Black Mothers in Power will hold its inaugural fundraising dinner on October 27th at 6:30 p.m. at the Christiana Hilton. Guest will include Congresswoman Lisa Blunt Rochester and State Representative Melissa Minor-Brown as keynote speakers. Led by founder Shané Darby, BMIP continues to be involved in several efforts to improve the landscape around Black maternal health in Delaware.
The project began as an issue campaign within the Network Delaware organization in October 2019 and has been growing their programs and staff since. Reflecting back on BMIP’s start and how far the organization has come, Darby shared, “I would have never thought that I would be running a non-profit.” But she had a vision for the changes she wanted to see in Delaware around Black maternal health, and that vision pushed her forward. “So learning how to run a non-profit, writing grants…developing a board [of directors], has been a lot of our focus over the last year and a half,” said Darby. “Really honing in on those things.” BMIP’s board of directors now includes five members, including Darby.
Their work is showing results. Since April of 2021, the organization has graduated their first doula cohort and received a grant through a fiscal sponsorship from the Metropolitan Wilmington Urban League to fund two additional classes. Doulas have a very long tradition supporting and guiding the child-birth process and assisting with other family health care, especially in Black communities.
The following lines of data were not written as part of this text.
PR #5145, opened 2022-03-29
py: Update the PyPI job to use poetry and correct versions

cdecker:
Seems PyPI have recently bumped the `long_description` warning to become an error. This PR addresses that by adding the README.md as the `long_description` where we have one, and using `poetry` for publication as well, instead of mixing tools.

Changelog-None

### DIFF
--- a/.github/workflows/pypi.yml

Most of the doulas from the first BMIP cohort have moved into self-employment, which is the most common method of employment for doulas in the US’s healthcare system. To help bolster their graduates’ exposure and also increase access to Black birth workers in general in the state, BMIP’s website now hosts a directory that also includes midwives, obstetrician-gynecologists, community health workers, and more.
Program Manager Porsche Holland is still going strong with her work at BMIP to expand the reach of the doula program. The organization recently procured a contract with Wilmington Housing Authority, along with a small grant, to provide services to pregnant persons who live in public housing. Darby wants to see partnerships like this grow, and eventually allow BMIP to connect doulas to people facing HIV/AIDS or drug addictions.
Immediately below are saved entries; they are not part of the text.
PR #5152, opened 2022-04-01
channeld: send warning, not error if peer has old commitment number.

rustyrussell:
This is the minimal change to meet the desired outcome of https://github.com/lightning/bolts/issues/934
which wants to give obsolete-db nodes a chance to fix things up, before we
close the channel.

We need to dance around a bit here, since we *will* close the channel if
we receive an ERROR, so we suppress that.

### DIFF
--- a/channeld/channeld.c
+++ b/channeld/channeld.c
@@ -3000,12 +3000,14 @@ skip_tlvs:
 		}
 		retransmit_revoke_and_ack = true;
 	} else if (next_revocation_number < peer->next_index[LOCAL] - 1) {
-		peer_failed_err(peer->pps,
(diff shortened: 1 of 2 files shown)


t-bast:
This title of the PR is misleading, shouldn't it be exactly the opposite (ie `send warning, not error`)?

vincenzopalazzo (approved):
ACK https://github.com/ElementsProject/lightning/pull/5152/commits/3532d3d2ef5720f6e793f13fe14bd048355c1dfc

cdecker:
Rebased on top of `master` to get CI to rerun and ready the PR for merge.

PR #5104, opened 2022-03-16
cln-rpc & cln-grpc: Backfill more methods

cdecker:
I now know how @rustyrussell felt filling in the JSON-Schemas for the JSON-RPC responses. This PR mostly consists of me backfilling the JSON-RPC request schemas, and then autogenerating the derived files, occasionally addressing a conversion issue or a missing type.

The PR is based on topp of #5013 and starts with the `msggen: Add meta file to keep the field numbers stable` commit (daa26ff27d7941aefdb709a9dab72b21f1d29c03 at the time of writing).

The following files where changed manually, all others were generated and are unlikely to hold any surprises:
 - `cln-grpc/proto/primitives.proto ` to add the `Feerate`, `Utxo` and `OutputDesc` primitives
 - `cln-grpc/src/pb.rs` to add a number of protobuf <-> JSON-RPC conversions
 - `cln-rpc/Cargo.toml` to add the `hex` dependency
 - `cln-rpc/src/primitives.rs`
 - `contrib/msggen/msggen/__main__.py` to allowlist more RPC methods and add method renaming for `connect` which is already used by grpc internally
 - `contrib/msggen/msggen/grpc.py` to add the fixed mapping from field path to field number required for grpc to work across versions (renumbering fields is not allowed by protobuf and grpc since that's how fields are identified).
 - `contrib/msggen/msggen/model.py` and `contrib/msggen/msggen/rust.py` to add mapped types
 - The following request schemas:
   - `doc/schemas/connect.request.json`
   - `doc/schemas/createinvoice.request.json`
   - `doc/schemas/createonion.request.json`
   - `doc/schemas/datastore.request.json`
   - `doc/schemas/deldatastore.request.json`
   - `doc/schemas/delexpiredinvoice.request.json`
   - `doc/schemas/delinvoice.request.json`
   - `doc/schemas/fundpsbt.request.json`
   - `doc/schemas/invoice.request.json`
   - `doc/schemas/keysend.request.json`
   - `doc/schemas/listdatastore.request.json`
   - `doc/schemas/listinvoices.request.json`
   - `doc/schemas/listnodes.request.json`
   - `doc/schemas/listsendpays.request.json`
   - `doc/schemas/listtransactions.request.json`
   - `doc/schemas/newaddr.request.json`
   - `doc/schemas/pay.request.json`
   - `doc/schemas/sendonion.request.json`
   - `doc/schemas/sendpay.request.json`
   - `doc/schemas/sendpsbt.request.json`
[...]

PR #5153, opened 2022-04-01
Pr 5104

rustyrussell:
This is #5104, but GH seems to think that has conflicts?


cdecker:
That is because it uses the predecessor PR as the merge-base, to simplify reviews, and not have to manage multiple PRs in parallel. The edit button under the title can be used to switch the merge-base back to `master`.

Other initiatives the organization runs include diaper and formula drives, and their annual Black Mamas Bail Out fundraiser in partnership with Wilmington Freedom Alliance. The Bailout fundraiser is held in the month leading up to Mothers’ Day, and the money raised pays bail funds for Black mothers and femmes to enable them to be home with their children.
Darby is also excited about the recent grant the organization received from Nemours Children’s Hospital to start a postpartum support group. Through this group, BMIP is able to provide moms with a postpartum doula and a 10-week support program.
A key part of BMIP’s initiatives are their legislative partnerships. Darby has been an avid supporter of State Representative Melissa Minor-Brown’s “Momnibus” package. This package introduced eight bills, six of which were signed into law, all around supporting maternal health in general with a focus on areas that tend to affect Black people at higher rates. Darby expressed her excitement about the new legislation which calls for maternal mortality review boards, extends Medicaid coverage through the first year of postpartum, largely prevents shackling of incarcerated pregnant women from the second trimester through 13 weeks postpartum, and requires implicit bias training for all health care professionals.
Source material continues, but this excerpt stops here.